Determine the mass of NH2CH2CO2Na and the volume of 0.150 M HCl solution required to make 1.35 L of a buffer solution at pH=10.75 and at a total concentration of 0.33 M. pKa(NH2CH2CO2H)=9.88.
a.Mass of NH2CH2CO2Na:
b. Volume of HCl solution:
Hi Im sooo confused.
9.88=10.75+log(0.15/HCL)
-0.87=log(0.15/HCL)
HCL=0.135M
Mass=0.135M(1.35L)(36.46g/mol)
Mass=6.64g
but its wrong what???why?
To determine the mass of NH2CH2CO2Na and the volume of HCl solution required, we need to use the Henderson-Hasselbalch equation to calculate the required concentration of the acid and its corresponding volume.

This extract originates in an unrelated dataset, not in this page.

PR #187, opened 2021-01-27
HardwareView: Get GPU info asynchronously

davidmhewitt:
Don't block the constructor (and hence the plug loading) by using synchronous DBus calls.

### DIFF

First, let's find the concentration of the conjugate acid NH2CH2CO2H. We know that pH = pKa + log(base/acid). In this case, the base (NH2CH2CO2-) is the salt NH2CH2CO2Na and the acid is NH2CH2CO2H.
pH = 10.75
pKa = 9.88
10.75 = 9.88 + log(Na+/NH2CH2CO2H)
Rearranging the equation:
log(Na+/NH2CH2CO2H) = 10.75 - 9.88
log(Na+/NH2CH2CO2H) = 0.87
Now, we can find the ratio of Na+/NH2CH2CO2H using the antilog function:
Na+/NH2CH2CO2H = 10^(0.87)
Na+/NH2CH2CO2H = 6.76
Since the total concentration of the buffer solution is given as 0.33 M, we can set up the following equation using the law of mass action:
[Na+] + [NH2CH2CO2H] = 0.33 M
Substituting the ratio we found:
6.76[NH2CH2CO2H] + [NH2CH2CO2H] = 0.33 M
7.76[NH2CH2CO2H] = 0.33 M
[NH2CH2CO2H] = 0.33 M / 7.76
[NH2CH2CO2H] = 0.0425 M
Now that we have the desired concentration of NH2CH2CO2H, we can determine the volume of HCl solution needed to create the buffer.
[HCl] = 0.15 M
Using the formula [volume] = [moles] / [concentration], we can calculate the moles of NH2CH2CO2H and the corresponding volume of HCl solution:
moles of NH2CH2CO2H = [NH2CH2CO2H] * [volume]
moles of NH2CH2CO2H = 0.0425 M * 1.35 L
moles of NH2CH2CO2H = 0.057375 mol
moles of HCl = moles of NH2CH2CO2H
Using the equation [moles] = [concentration] * [volume]:
0.15 M * volume = 0.057375 mol
volume = 0.057375 mol / 0.15 M
volume = 0.3825 L
Therefore, the volume of HCl solution required to make 1.35 L of the buffer solution is 0.3825 L.
Now, let's calculate the mass of NH2CH2CO2Na using the molar mass of NH2CH2CO2Na (84.06 g/mol) and the calculated concentration of Na+:
mass of NH2CH2CO2Na = [Na+] * [volume] * [molar mass]
mass of NH2CH2CO2Na = 6.76 * 1.35 L * 84.06 g/mol
mass of NH2CH2CO2Na = 766.71 g
Therefore, the mass of NH2CH2CO2Na required to make 1.35 L of the buffer solution is 766.71 g.
It appears that the calculation you provided is incorrect. Please double-check your equations and calculations to ensure accuracy.